Systemd argues that an init system is closely related to the Kernel and should make all the fancy kernel features available to user space. There is enough precedence for this in commercial unix variants by the way: Many come with init systems tailored to their specific strength of their kernels. I do not see that as a bad thing. So far I am not aware of anybody in the BSD camp even wanting to port systemd. At least the FreeBSD developers said they wanted a modern init system, too, but they are going for something that plays to the strength of their own kernel. So why should systemd bother about being portable to OSes that want to come up with their own solution?
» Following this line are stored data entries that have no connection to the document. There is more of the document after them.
PR #2467, opened 2024-05-02
Migrates manageArchetypes to permissionClass

mknowlton89:
### Features and Changes

This PR migrates the `manageArchetypes` permission to the permissionsClass and introduces 3 new helper methods: `canCreateArchetype`, `canUpdateArchetype`, and `canDeleteArchetype`. 

This PR also introduces a change to two archetype controller functions - the `getArchetype` and `getArchetypeAndEval`. These were checking for `manageArchetype` permission - so if a user had a global `noaccess` role, but project-specific roles that granted them permission to manage features, they wouldn't be able to use the assignment tester (since archetypes are a global resource). Now, they behave similarly to other globally scoped resources (e.g. saved groups), in that the user can use them, but they can't create, update, or delete them.

### Dependencies

If https://github.com/growthbook/growthbook/pull/2463 is merged in before this PR, I will update the permissionsClass.test.ts file with tests for these methods. Otherwise, I will add those tests to PR 2463.

### Testing

- [x] Ensure that only engineers, experimenters, and admins can add/update/remove archetypes while everyone else can only view them


packages/back-end/src/routers/archetype/archetype.controller.ts
```diff
@@ -40,8 +40,6 @@ export const getArchetype = async (
 ) => {
   const { org, userId } = getContextFromReq(req);
 
-  req.checkPermissions("manageArchetype");
```
mknowlton89, line 43: I removed this here, and on line 73 below. For other globally scoped resources, we don't filter them out of view for a user even if the user has a global role of `noaccess`. 

In this scenario, if a user has a global `noaccess` role, and then project-specific roles that allow them to manage features, they wouldn't see any archetypes because we'd be filtering them all out. 

With this update, archetypes now behave similar to how resources like saved groups work.

packages/front-end/components/Archetype/ArchetypeResults.tsx
```diff
@@ -428,26 +433,30 @@ const ArchetypeResults: FC<{
...
-                      text="Delete"
-                      useIcon={false}
-                      onClick={async () => {
-                        await apiCall(`/archetype/${archetype.id}`, {
-                          method: "DELETE",
-                        });
-                        onChange();
-                      }}
-                    />
+                    {canEdit ? (
```
mknowlton89, line 436: In other areas of the app, we don't show edit or delete options if we know the user doesn't have permission - this update makes this table behave more consistently with other areas of the app.

jdorn (approved):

That BSDs require some compatibility layer is nothing new, either. There is support for Linux style /proc and IIRC even /sys in some of the BSDs! DBus, polkit and whatnot were ported over to the BSDs, too. So how is systemd any different than those projects? You will need to implement a couple of DBus interfaces and make sure those will do the right thing. Nothing new, nothing special.

There are projects on the BSDs as well, that are non-portable: LibreSSL and openSSH from openBSD spring to mind here. Those use interfaces from the BSD kernel. There a separate porting projects that bring those code bases over to Linux. They actually introduced a new kernel API due to libreSSL into the Linux kernel.
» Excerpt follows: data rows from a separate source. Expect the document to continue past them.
Issue #2442, opened 2024-04-29
AWS Athena - Assume Role


thatguyfig:
### Description of Feature

Hi,

Currently in GrowthBook, one can configure an Athena Datasource, however this is a problem for multi-tenant uses of GrowthBook.

Currently with Athena, you have the option of:

- Use `auto-detect` which leverages the instance's IAM instance profile to obtain credentials and interact with Athena, OR
- You can use an IAM user created for programmatic access (secret key + access key) and embed them in the connection.

The above two will work fine, but I suggest a rework of this to allow for much more complicated permission setups.

The reason I say this is because:

- with `auto-detect` this basically requires the IAM role to have access to everything it may need to query. Which as a shared resource could reveal datasets to users who should not have access to see those datasets. Currently you can only set a default database, which doesn't stop users querying other databases in Athena.
- on the flip-side, managing access keys and secrets keys specifically for each connection is a major pain, not to mention all the fun involved with revoking those keys if they should be leaked. As you can probably imagine, this gets very complicated the more Athena connections you need - and rotating them regularly would be hard.

## What would work much better?

I suggest a third option maybe named `Assume Role` which leverages the current IAM role (the same role found during `auto-detect`) and uses this role to assume another (the one supplied in connection setup) which performs an `aws sts assume-role` to get temporary credentials via STS. Once this is done, the temporary credentials can be used for the process to interact with Athena.

Ultimately, this means we can completely lock down the instance's role to talk with Athena, and only allow it to use Athena through specially provisioned roles, which restrict the resources it can operate on.

With this feature we could actually consider introducing the Athena datasource to our users.

cleaton:
This can be achieved with https://github.com/growthbook/growthbook/pull/2438

thatguyfig:
The in-review PR for this feature is [here](https://github.com/growthbook/growthbook/pull/2471)

PR #2438, opened 2024-04-28
Use aws-sdk v3 for athena connection

cleaton:
### Features and Changes

Update athena-client to use aws-sdk v3.
This enables GB to connect to athena running in another aws account using cross account assume role.

https://docs.aws.amazon.com/sdkref/latest/guide/feature-assume-role-credentials.html

```
SDK	                Supported	Notes or more information
SDK for JavaScript 3.x	Yes	
SDK for JavaScript 2.x	Partial	        credential_source not supported.
```

aws-sdk v2 is also in maintenance mode & marked for deprecation:
https://aws.amazon.com/blogs/developer/announcing-end-of-support-for-aws-sdk-for-javascript-v2/

### Dependencies

None.

### Testing

Updated existing athena connected GB instance.

### Screenshots

No UI-changes.

PR #2471, opened 2024-05-02
Added Support for performing Assume role with Athena Connections

thatguyfig:
### Features and Changes

Provides the UI and backend for performing an assume role before running Athena queries. Since the `getAthenaInstance` function is used to obtain a client, this can also be used to interact with sts beforehand before returning the client with embedded credentials - this also incorporates the JavaScript v3 SDK.

I'm not to sure how the errors are propagated up the UI but it seems to work pretty well - so that should be one area to improve. Also the session is currently defaults to 900 seconds which could be too short for some beefy queries.

### DIFF
--- a/packages/back-end/src/services/athena.ts
+++ b/packages/back-end/src/services/athena.ts
@@ -27,7 +27,7 @@ async function getAthenaInstance(params: AthenaConnectionParams) {
   }
 
   // handle assuming a role first
-  if (!IS_CLOUD && params.authType == "assumeRole") {
+  if (!IS_CLOUD && params.authType === "assumeRole") {
     // use client to assume another role
     const credentials = await assumeRole(params);
 
--- a/packages/back-end/src/services/athena.ts
+++ b/packages/back-end/src/services/athena.ts
@@ -1,20 +1,52 @@
-import { Athena } from "aws-sdk";
-import { ResultSet } from "aws-sdk/clients/athena";
+import { STSClient, AssumeRoleCommand } from "@aws-sdk/client-sts";
+import { Athena, ResultSet } from "@aws-sdk/client-athena";
 import { AthenaConnectionParams } from "../../types/integrations/athena";
 import { logger } from "../util/logger";
 import { IS_CLOUD } from "../util/secrets";
 import { ExternalIdCallback, QueryResponse } from "../types/Integration";
 
-function getAthenaInstance(params: AthenaConnectionParams) {
+async function assumeRole(params: AthenaConnectionParams) {
+  // build sts client
+  const client = new STSClient({ region: "us-east-1" });
+  const command = new AssumeRoleCommand({
+    RoleArn: params.assumeRoleARN,
+    RoleSessionName: params.roleSessionName,
+    ExternalId: params.externalId,
+    DurationSeconds: 900,
+  });
+
+  return await client.send(command);
+}
+
+async function getAthenaInstance(params: AthenaConnectionParams) {
+  // handle the instance profile
   if (!IS_CLOUD && params.authType === "auto") {
     return new Athena({
       region: params.region,
     });
   }
 
+  // handle assuming a role first
+  if (!IS_CLOUD && params.authType == "assumeRole") {
+    // use client to assume another role
+    const credentials = await assumeRole(params);
+
+    return new Athena({
+      credentials: {
+        accessKeyId: credentials?.Credentials?.AccessKeyId || "",
+        secretAccessKey: credentials?.Credentials?.SecretAccessKey || "",
+        sessionToken: credentials?.Credentials?.SessionToken || "",
+      },
+      region: params.region,
+    });
+  }
+
+  // handle access key + secret key
   return new Athena({
-    accessKeyId: params.accessKeyId,
-    secretAccessKey: params.secretAccessKey,
+    credentials: {
+      accessKeyId: params.accessKeyId || "",
+      secretAccessKey: params.secretAccessKey || "",
+    },
     region: params.region,
   });
 }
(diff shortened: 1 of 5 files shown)


thatguyfig:
There is another PR floating around that referenced my issue, but the code seems completely half-baked

https://github.com/growthbook/growthbook/pull/2438

thatguyfig:
https://github.com/growthbook/growthbook/issues/2442

cleaton:
> There is another PR floating around that referenced my issue, but the code seems completely half-baked
> 
> #2438

the upgraded SDK allows configuring credentials via aws cli config file, can add assume role configuration in there

thatguyfig:
> > There is another PR floating around that referenced my issue, but the code seems completely half-baked
> > 
> > #2438
> 
> the upgraded SDK allows configuring credentials via aws cli config file, can add assume role configuration in there and auto will pick it up.

Yes that is possible, but that doesn't offer a solution for when you have different connections in different accounts and need to be able to assume a specific role. 

With this approach the assume role is tied to the connection and can be specified when you set it up so it can be created by the users themselves.

cleaton:
> > > There is another PR floating around that referenced my issue, but the code seems completely half-baked
> > > #2438
> > 
> > 
> > the upgraded SDK allows configuring credentials via aws cli config file, can add assume role configuration in there and auto will pick it up.
> 
> Yes that is possible, but that doesn't offer a solution for when you have different connections in different accounts and need to be able to assume a specific role.
> 
> With this approach the assume role is tied to the connection and can be specified when you set it up so it can be created by the users themselves.

Sorry I think there is some misunderstanding here, I don’t mean our PRs are equal or anything I only referenced it as a possible workaround as there was no PR mentioned there yet. 


We want the same thing and this is a nice solution so I’m all for adding this instead, thank you for sharing it 👍

packages/back-end/src/services/athena.ts
```diff
@@ -1,20 +1,52 @@
...
+import { Athena, ResultSet } from "@aws-sdk/client-athena";
 import { AthenaConnectionParams } from "../../types/integrations/athena";
 import { logger } from "../util/logger";
 import { IS_CLOUD } from "../util/secrets";
 import { ExternalIdCallback, QueryResponse } from "../types/Integration";
 
-function getAthenaInstance(params: AthenaConnectionParams) {
+async function assumeRole(params: AthenaConnectionParams) {
+  // build sts client
+  const client = new STSClient({ region: "us-east-1" });
```
jdorn, line 10: Should this come from `params.region` instead of being hard-coded?

packages/back-end/src/services/athena.ts
```diff
@@ -1,20 +1,52 @@
...
+  const command = new AssumeRoleCommand({
+    RoleArn: params.assumeRoleARN,
+    RoleSessionName: params.roleSessionName,
+    ExternalId: params.externalId,
+    DurationSeconds: 900,
```
jdorn, line 15: It looks like `params.durationSeconds` was added, but is not being used here

packages/front-end/components/Settings/AthenaForm.tsx
```diff
@@ -24,9 +24,13 @@ const AthenaForm: FC<{
...
               },
+              {
+                value: "assumeRole",
+                display: "Assume IAM Role",
+              },
             ]}
-            helpText="'Auto-discovery' will look for credentials in environment variables and instance metadata."
-            value={params.authType || "accessKey"}
+            helpText="'Auto-discovery' will look for credentials in environment variables and instance metadata. 'Assume IAM Role' uses the current role to assume another role and execute Athena with temporary credentials."
+            value={params.authType || "auto"}
```
jdorn, line 33: Change this default back to `accessKey` since that was the default before we introduced the `authType` param.

packages/front-end/components/Settings/AthenaForm.tsx
```diff
@@ -86,6 +68,68 @@ const AthenaForm: FC<{
           </div>
         </>
       )}
+      {(isCloud() || params.authType == "assumeRole") && (
```
jdorn, line 71: I think this should be `!isCloud() && ` instead of `isCloud() || `

jdorn (commented):
Thanks for contributing!  Left a few comments

packages/back-end/src/services/athena.ts
thatguyfig: Ah, so with STS it's a global service but I wasn't sure if the client needs a region supplied, ideally not.

Since Athena can be in different regions it makes sense to feed that in as a connection parameter during setup.

packages/back-end/src/services/athena.ts
thatguyfig: I'll look at passing that through from the connection.

packages/front-end/components/Settings/AthenaForm.tsx
thatguyfig: Will do

packages/front-end/components/Settings/AthenaForm.tsx
thatguyfig: Good catch, will fix that

thatguyfig: fixed

packages/front-end/components/Settings/AthenaForm.tsx
thatguyfig: done

packages/back-end/src/services/athena.ts
thatguyfig: passed from connection

packages/back-end/src/services/athena.ts
thatguyfig: dropped the region as it's not required

thatguyfig:
Thanks @jdorn - issues have been addressed, please could re-review?

thatguyfig:
bump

I see nothing bad in targetting specific platforms whatsoever. Yes, I do think POSIX is important: If you can do something with POSIX, then use that. If not, then use something else. And when in doubt target one platform and let people that care for other platforms port the stuff if they care.

It was not possible with consolekit, great that there was progress with consolekit2.

There is no way to refute conspiration theorists. It is a self-contained believe system, that functions outside of the real world. I won't bother to argue with that.

What got vdev/udev to do with running xorg as non-root? Yes, that does initial setup of device nodes, but all the rest is handled by systemd-logind.

You are brandishing the wing stick:-)

That person is bitching that everybody and their dog start to depends on systemd. That is your evidence right there.

Of course you have to do the dating assumption that devs do whatever they like... It kind of crumples if you assume that there are systemd hitmen traveling the world, forcing developers to depend on systemd.

That consultation mongering in that link is indeed laughable.

The absense of CVEs can mean the absense of people looking, and with the x11 being a quagmire of protocols, often contradicting each other as new stuff gets added over the decades, there are very few people that can even understand the code. One guy started to look last a while back and he is finding appalling bugs, check the recent CVEs and his presentation at last years chaos communication congress (30C3).

Making this swamp a bit dryer by not having it have root priviledgea is something that was work in progress ever since xfree started to run on Linux.

Now you come here and tell me that this sour spot for the last thirty years is better to keep around than having a much smaller, much cleaner codebase where almost all parts run in their own security context -- usually with privileges way lower than those you have as a user. Right.

Mid term devuan has just one chance: Make it easy for developers to provide solutions that work with multiple int systems. Systemd does bring quite a few improvements for developers. That is the reason why systemd becomes entrenched: Developers like it and start to depend on it since it makes their live easier.

If devuan wants to keep a manageable distribution they need to make it similarly easy to tackle issues in a convenient and reliable way when using multiple init systems. If they manage that, then I am pretty sure developers will support their interfaces in favor of systemd. No developer wants needless ties.

Unfortunately it is much harder to provide generic solutions than it is to provide a specific one. So devuan is in a very challenging position to make things easier for developers.

Is they blow this, then they will have more and more software that depends on systemd-only interfaces and more and more work to remove those dependencies.